- Opening Delimiter -
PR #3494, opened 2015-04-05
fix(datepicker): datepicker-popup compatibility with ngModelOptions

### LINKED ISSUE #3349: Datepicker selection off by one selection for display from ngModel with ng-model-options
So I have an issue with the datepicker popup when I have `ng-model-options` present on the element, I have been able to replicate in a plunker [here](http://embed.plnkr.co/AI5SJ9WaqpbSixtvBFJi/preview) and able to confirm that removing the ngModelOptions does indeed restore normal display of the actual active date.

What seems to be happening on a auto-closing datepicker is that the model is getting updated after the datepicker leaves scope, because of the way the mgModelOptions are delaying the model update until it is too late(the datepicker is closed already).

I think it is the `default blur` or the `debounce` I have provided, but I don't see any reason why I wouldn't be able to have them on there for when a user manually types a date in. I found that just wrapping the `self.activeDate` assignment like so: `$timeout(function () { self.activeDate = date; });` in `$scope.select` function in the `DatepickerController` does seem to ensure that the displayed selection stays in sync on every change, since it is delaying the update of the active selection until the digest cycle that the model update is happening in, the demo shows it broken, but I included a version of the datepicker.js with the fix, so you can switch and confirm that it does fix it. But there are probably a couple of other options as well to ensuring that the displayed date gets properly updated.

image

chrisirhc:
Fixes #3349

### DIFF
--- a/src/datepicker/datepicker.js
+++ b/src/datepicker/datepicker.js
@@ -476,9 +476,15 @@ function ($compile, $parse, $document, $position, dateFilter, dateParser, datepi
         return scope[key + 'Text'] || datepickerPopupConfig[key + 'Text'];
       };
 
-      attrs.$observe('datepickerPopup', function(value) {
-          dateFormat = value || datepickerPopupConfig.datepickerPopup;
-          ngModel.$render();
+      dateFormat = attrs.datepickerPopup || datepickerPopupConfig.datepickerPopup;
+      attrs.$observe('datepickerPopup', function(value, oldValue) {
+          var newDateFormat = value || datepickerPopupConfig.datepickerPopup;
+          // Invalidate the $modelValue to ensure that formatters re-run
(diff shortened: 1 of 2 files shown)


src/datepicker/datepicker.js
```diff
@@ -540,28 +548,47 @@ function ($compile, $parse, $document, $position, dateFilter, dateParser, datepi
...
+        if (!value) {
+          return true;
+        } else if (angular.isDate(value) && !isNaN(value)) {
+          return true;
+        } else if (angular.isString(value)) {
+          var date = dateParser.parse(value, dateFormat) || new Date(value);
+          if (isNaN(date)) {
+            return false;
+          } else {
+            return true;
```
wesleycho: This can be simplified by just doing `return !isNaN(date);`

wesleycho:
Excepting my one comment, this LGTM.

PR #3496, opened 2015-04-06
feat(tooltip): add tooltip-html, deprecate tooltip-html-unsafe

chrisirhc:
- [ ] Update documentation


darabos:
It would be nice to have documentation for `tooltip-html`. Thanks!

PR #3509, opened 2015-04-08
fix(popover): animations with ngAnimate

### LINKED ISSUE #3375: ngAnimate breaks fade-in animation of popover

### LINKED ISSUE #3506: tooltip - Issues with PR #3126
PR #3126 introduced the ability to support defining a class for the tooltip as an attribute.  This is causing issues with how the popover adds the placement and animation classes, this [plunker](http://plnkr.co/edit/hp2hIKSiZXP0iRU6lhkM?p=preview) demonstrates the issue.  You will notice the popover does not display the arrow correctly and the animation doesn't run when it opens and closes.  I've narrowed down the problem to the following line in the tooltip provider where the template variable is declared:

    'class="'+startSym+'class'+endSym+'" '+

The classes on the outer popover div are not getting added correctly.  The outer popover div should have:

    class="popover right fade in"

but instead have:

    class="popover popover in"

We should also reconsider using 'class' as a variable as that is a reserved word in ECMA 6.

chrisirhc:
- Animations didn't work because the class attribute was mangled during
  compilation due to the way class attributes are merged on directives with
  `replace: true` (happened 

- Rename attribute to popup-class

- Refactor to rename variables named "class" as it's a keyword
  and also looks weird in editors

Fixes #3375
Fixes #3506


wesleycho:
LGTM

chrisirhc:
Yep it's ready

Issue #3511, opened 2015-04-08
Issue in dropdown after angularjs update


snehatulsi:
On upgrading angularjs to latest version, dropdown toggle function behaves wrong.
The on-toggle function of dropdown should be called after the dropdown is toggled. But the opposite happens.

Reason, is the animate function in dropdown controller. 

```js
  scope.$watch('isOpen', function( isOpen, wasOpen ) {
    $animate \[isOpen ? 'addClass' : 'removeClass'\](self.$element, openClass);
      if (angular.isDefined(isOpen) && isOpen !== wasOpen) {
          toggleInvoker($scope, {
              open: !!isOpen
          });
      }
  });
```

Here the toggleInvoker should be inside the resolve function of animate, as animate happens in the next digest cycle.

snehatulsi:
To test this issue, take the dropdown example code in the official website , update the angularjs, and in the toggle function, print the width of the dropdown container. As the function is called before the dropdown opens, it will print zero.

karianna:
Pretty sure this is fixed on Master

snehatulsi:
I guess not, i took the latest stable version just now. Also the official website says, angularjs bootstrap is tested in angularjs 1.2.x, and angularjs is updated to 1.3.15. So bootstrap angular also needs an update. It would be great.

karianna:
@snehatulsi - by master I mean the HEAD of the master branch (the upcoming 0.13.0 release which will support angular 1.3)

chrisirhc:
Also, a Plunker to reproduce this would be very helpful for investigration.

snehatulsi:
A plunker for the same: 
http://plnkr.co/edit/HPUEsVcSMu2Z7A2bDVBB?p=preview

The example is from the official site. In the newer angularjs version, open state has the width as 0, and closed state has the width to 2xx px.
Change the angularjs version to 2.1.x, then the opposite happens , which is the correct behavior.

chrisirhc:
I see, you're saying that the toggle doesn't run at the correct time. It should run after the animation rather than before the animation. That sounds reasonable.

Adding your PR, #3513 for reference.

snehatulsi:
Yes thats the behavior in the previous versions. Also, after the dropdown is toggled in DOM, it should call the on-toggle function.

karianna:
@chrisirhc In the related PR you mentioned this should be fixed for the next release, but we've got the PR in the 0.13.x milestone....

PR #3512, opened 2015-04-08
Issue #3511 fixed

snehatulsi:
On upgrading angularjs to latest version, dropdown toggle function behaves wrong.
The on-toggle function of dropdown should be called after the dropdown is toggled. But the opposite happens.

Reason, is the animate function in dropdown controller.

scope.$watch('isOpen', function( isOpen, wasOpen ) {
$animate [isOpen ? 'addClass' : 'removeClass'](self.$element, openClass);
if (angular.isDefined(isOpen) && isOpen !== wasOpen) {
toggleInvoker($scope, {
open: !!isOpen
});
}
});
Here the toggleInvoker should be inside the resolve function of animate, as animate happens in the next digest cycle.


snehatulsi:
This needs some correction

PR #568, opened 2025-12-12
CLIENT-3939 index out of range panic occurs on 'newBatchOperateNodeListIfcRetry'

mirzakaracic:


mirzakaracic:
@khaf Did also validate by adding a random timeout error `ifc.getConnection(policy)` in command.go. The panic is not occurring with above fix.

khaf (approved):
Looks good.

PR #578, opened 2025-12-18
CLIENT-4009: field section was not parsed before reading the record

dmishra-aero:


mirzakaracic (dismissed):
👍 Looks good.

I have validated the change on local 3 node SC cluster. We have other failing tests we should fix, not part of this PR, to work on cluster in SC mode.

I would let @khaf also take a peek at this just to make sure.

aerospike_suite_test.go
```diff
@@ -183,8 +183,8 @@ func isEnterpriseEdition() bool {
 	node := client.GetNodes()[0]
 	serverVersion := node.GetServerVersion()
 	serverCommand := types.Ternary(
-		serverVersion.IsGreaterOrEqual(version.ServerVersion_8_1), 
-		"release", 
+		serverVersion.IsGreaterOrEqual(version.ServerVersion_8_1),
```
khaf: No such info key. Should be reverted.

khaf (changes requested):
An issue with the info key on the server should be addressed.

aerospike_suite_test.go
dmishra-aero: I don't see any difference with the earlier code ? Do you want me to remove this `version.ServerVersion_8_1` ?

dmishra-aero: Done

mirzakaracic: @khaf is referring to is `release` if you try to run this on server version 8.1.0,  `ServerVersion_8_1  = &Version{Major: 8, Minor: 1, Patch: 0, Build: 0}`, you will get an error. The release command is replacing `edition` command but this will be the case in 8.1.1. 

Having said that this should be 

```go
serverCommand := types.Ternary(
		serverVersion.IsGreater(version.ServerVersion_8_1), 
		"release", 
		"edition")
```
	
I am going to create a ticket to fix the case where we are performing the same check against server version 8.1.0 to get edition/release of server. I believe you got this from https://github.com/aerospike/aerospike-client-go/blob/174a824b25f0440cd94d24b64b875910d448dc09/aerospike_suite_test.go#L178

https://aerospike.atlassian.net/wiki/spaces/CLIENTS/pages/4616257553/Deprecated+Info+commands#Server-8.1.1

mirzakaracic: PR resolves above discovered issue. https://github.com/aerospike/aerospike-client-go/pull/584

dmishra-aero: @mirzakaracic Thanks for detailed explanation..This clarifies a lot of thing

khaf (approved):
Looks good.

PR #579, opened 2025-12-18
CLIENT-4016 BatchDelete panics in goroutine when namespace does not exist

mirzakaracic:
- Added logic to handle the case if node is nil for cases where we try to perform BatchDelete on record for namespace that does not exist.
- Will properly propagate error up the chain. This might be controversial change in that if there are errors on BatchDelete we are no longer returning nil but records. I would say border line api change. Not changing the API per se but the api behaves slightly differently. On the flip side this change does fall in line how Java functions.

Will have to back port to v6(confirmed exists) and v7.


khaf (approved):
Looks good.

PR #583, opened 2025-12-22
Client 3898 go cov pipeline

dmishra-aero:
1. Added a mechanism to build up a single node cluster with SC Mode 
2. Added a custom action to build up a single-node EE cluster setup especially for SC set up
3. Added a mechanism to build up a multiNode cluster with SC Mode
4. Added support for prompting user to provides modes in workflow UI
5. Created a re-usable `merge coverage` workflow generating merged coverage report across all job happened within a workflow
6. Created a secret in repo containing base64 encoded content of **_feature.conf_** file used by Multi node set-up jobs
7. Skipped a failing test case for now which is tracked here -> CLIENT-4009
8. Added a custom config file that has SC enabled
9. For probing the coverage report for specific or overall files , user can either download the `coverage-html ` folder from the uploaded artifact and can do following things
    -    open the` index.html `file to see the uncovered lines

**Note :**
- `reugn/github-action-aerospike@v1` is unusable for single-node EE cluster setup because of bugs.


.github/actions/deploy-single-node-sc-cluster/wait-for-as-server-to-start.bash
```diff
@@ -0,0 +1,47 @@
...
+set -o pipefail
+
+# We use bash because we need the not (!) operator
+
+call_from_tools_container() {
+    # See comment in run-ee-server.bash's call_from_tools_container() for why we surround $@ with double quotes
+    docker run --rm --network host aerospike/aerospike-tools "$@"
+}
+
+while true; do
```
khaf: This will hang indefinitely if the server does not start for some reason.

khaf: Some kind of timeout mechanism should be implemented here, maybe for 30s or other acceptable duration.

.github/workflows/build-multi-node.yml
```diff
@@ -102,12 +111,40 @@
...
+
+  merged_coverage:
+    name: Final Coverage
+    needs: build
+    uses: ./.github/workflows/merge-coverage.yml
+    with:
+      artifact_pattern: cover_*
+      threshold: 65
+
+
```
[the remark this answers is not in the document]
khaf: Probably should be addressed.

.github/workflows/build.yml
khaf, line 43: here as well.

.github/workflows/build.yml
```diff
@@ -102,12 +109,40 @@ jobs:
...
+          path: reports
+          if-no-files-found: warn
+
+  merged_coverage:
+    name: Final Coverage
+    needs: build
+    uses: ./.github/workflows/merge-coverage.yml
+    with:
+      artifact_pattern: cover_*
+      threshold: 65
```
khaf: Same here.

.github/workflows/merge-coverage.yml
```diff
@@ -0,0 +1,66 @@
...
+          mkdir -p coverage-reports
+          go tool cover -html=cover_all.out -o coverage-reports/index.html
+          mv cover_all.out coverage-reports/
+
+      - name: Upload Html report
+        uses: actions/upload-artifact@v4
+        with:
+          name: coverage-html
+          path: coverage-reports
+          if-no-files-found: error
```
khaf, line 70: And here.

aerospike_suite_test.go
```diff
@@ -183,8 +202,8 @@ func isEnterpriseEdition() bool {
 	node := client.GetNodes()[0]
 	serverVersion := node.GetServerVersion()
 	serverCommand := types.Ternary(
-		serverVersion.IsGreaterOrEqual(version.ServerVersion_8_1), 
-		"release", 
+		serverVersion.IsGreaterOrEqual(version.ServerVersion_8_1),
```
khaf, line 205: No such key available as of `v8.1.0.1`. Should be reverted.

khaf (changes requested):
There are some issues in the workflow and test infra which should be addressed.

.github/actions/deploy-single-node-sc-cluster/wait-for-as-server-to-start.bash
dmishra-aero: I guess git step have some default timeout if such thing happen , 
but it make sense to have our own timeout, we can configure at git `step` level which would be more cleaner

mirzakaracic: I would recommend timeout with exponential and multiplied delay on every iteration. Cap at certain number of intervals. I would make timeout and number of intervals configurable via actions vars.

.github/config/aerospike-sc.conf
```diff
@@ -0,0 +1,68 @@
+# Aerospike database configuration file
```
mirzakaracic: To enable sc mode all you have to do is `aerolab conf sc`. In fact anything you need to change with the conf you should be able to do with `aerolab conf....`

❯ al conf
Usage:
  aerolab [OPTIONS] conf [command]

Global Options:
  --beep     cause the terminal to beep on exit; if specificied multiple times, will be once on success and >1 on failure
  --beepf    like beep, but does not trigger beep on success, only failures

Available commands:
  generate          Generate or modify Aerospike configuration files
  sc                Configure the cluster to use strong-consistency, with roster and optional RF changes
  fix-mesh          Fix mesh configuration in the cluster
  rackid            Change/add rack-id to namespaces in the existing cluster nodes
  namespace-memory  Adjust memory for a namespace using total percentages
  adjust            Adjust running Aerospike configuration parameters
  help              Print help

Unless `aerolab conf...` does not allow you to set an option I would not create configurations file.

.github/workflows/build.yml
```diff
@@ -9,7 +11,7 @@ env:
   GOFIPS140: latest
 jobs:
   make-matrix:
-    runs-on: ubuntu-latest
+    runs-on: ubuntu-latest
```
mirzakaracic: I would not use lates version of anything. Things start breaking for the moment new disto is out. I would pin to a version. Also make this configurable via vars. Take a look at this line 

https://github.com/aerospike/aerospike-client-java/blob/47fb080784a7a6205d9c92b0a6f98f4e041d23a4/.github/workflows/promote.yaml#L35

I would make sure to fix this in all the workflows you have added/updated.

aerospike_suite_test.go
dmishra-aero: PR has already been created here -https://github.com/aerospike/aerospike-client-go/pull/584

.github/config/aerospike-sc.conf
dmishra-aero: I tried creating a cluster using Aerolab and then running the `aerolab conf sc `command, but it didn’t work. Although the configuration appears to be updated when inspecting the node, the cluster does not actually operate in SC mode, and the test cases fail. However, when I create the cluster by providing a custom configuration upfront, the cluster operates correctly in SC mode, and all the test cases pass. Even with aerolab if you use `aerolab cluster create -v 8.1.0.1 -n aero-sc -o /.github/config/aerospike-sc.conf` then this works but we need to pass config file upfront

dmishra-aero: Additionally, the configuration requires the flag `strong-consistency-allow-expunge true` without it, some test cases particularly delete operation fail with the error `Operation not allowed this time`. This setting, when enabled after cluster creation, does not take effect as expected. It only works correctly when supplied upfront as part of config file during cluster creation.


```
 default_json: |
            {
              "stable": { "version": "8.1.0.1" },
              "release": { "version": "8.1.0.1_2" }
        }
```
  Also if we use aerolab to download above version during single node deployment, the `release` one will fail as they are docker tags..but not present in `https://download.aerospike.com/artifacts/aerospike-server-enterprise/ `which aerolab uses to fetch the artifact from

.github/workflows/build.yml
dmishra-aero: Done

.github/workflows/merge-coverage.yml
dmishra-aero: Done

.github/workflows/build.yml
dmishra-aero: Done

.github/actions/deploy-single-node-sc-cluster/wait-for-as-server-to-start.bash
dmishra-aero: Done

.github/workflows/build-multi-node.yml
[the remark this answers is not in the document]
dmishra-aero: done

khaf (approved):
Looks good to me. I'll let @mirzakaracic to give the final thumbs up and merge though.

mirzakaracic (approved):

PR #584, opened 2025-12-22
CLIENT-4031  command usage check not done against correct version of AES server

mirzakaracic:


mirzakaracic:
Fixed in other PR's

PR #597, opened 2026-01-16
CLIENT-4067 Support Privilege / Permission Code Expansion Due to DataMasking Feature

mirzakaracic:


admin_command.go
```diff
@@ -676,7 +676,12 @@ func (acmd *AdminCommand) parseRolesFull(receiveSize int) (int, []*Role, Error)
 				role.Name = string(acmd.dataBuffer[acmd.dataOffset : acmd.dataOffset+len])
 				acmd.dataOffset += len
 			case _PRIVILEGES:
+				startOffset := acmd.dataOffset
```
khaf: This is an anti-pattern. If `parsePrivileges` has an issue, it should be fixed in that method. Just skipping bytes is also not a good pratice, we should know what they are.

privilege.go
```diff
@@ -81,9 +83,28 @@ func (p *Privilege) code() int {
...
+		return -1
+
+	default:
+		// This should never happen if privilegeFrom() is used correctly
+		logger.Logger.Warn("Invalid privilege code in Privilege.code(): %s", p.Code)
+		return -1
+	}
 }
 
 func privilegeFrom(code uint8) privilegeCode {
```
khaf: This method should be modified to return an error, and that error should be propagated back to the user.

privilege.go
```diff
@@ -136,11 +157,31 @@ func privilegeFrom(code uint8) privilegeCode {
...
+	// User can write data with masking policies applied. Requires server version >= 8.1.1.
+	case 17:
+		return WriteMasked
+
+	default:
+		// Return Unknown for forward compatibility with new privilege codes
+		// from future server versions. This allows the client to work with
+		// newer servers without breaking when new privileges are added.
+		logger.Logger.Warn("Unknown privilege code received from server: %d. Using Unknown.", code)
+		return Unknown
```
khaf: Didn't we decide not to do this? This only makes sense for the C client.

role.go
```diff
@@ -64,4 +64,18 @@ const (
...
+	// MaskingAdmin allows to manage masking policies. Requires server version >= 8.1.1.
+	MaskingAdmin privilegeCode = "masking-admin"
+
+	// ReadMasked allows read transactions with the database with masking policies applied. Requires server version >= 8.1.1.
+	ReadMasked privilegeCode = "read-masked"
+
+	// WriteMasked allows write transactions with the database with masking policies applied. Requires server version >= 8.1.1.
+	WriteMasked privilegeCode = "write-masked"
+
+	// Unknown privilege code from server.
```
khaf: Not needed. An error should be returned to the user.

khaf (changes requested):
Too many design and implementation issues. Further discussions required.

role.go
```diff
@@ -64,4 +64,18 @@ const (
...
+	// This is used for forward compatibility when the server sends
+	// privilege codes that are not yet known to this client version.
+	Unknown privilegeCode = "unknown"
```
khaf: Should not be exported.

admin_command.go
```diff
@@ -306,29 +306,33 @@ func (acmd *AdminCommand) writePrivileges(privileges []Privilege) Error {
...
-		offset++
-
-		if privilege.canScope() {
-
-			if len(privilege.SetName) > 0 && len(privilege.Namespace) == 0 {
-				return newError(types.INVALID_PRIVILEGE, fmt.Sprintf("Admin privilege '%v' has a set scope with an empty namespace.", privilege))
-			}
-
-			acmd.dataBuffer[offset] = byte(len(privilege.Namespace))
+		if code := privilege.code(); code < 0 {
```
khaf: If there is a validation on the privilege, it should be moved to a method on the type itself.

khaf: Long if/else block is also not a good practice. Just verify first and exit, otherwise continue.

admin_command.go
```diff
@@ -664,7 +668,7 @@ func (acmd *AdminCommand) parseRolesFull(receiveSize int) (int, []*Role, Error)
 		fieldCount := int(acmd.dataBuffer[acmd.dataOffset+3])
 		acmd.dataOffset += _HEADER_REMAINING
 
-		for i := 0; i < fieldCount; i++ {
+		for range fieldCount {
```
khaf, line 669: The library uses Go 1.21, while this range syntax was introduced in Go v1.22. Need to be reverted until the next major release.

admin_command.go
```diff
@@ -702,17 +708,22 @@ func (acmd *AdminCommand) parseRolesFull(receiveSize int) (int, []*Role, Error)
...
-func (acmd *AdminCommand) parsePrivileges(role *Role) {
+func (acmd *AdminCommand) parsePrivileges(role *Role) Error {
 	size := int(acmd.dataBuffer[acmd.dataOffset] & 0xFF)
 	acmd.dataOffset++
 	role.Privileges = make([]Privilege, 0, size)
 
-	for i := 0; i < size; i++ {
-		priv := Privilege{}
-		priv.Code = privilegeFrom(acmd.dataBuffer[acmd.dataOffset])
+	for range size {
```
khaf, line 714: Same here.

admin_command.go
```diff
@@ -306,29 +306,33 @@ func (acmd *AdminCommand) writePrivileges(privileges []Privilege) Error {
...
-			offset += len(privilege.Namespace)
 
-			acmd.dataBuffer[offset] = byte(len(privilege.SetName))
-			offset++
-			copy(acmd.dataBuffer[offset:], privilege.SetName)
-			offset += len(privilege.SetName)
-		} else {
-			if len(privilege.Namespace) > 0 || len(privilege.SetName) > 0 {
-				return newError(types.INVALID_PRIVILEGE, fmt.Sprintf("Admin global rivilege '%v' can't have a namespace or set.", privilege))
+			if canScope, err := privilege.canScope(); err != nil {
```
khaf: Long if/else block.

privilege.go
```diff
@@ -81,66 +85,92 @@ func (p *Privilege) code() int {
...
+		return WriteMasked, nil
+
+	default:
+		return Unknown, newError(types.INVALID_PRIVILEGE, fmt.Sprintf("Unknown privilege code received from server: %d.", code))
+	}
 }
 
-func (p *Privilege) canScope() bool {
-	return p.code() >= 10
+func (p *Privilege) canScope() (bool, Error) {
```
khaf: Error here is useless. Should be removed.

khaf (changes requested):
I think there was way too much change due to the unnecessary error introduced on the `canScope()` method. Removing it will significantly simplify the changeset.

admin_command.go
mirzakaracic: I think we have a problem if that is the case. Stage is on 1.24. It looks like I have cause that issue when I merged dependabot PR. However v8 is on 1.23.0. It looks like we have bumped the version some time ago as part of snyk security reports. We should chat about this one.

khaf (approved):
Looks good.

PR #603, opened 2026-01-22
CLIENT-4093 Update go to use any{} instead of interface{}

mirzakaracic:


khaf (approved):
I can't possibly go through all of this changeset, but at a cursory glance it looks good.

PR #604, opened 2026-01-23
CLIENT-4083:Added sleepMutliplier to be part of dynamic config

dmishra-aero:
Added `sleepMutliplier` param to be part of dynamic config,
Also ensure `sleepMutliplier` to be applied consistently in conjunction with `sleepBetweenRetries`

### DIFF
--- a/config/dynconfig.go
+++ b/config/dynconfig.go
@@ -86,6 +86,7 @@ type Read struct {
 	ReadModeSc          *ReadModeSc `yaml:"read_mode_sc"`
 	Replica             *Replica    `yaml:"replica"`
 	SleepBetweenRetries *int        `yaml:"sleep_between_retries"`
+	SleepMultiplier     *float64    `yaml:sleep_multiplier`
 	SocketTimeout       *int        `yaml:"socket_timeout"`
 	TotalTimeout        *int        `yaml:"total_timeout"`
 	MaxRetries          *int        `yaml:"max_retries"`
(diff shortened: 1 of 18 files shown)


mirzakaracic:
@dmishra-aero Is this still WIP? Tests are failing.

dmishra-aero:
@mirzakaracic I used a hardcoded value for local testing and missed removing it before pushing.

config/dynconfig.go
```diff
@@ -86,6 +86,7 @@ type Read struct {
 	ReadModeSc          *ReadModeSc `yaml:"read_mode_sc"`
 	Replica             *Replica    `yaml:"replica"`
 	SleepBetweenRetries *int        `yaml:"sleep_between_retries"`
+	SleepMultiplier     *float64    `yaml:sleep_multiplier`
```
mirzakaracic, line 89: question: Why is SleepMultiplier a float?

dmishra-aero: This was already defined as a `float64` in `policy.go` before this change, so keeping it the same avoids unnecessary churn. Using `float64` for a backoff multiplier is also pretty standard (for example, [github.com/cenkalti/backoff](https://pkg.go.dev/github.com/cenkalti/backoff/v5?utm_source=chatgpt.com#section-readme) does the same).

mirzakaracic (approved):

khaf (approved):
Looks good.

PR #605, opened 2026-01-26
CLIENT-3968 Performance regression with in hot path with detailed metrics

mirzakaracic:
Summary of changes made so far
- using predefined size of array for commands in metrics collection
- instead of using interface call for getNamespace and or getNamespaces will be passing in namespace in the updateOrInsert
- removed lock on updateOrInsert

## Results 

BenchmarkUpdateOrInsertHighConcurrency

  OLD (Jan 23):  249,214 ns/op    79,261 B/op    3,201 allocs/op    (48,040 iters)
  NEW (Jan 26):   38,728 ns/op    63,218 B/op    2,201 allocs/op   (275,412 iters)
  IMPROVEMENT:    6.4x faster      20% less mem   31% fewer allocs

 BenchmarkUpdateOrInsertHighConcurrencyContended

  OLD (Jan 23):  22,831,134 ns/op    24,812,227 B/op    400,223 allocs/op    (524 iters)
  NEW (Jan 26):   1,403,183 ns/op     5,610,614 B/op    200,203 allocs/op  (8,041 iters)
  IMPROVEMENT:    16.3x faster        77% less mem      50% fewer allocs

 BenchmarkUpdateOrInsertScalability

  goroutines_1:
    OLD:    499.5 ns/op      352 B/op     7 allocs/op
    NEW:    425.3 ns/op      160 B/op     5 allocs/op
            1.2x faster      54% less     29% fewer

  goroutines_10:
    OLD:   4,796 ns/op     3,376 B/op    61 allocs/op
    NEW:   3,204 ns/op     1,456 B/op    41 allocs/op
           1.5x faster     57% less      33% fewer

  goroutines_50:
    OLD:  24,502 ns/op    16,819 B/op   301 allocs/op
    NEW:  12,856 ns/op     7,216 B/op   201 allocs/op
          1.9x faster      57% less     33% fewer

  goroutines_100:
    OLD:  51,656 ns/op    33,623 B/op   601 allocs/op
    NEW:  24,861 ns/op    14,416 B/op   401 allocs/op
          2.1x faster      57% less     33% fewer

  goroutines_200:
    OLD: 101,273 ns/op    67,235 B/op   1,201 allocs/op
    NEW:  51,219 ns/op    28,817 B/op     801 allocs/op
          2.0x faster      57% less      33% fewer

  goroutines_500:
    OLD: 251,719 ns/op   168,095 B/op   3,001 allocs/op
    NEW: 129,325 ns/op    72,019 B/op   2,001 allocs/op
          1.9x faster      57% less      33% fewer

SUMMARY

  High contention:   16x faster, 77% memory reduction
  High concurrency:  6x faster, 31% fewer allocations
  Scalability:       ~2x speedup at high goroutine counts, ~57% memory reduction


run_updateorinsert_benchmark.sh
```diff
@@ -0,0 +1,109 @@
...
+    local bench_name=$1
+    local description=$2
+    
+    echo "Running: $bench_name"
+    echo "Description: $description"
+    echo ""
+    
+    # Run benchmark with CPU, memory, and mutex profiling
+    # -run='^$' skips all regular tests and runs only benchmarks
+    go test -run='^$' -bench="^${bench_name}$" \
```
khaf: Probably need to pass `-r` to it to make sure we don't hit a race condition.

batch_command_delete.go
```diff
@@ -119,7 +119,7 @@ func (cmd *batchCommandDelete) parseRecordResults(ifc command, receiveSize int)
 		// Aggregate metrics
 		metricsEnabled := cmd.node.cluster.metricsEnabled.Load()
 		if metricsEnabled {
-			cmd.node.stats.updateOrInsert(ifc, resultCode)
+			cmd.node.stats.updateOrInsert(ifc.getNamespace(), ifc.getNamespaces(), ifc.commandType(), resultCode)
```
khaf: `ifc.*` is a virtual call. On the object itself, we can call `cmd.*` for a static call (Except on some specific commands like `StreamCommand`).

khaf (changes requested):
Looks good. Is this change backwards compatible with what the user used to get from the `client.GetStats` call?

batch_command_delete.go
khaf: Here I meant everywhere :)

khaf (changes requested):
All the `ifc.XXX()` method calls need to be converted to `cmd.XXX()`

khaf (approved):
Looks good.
- Closing Delimiter -
> ACTIVITY: The result should be every line of the material that contains the word "LINKED", so copy those lines.

> RESULT OF THIS EXERCISE:
### LINKED ISSUE #3349: Datepicker selection off by one selection for display from ngModel with ng-model-options
### LINKED ISSUE #3375: ngAnimate breaks fade-in animation of popover
### LINKED ISSUE #3506: tooltip - Issues with PR #3126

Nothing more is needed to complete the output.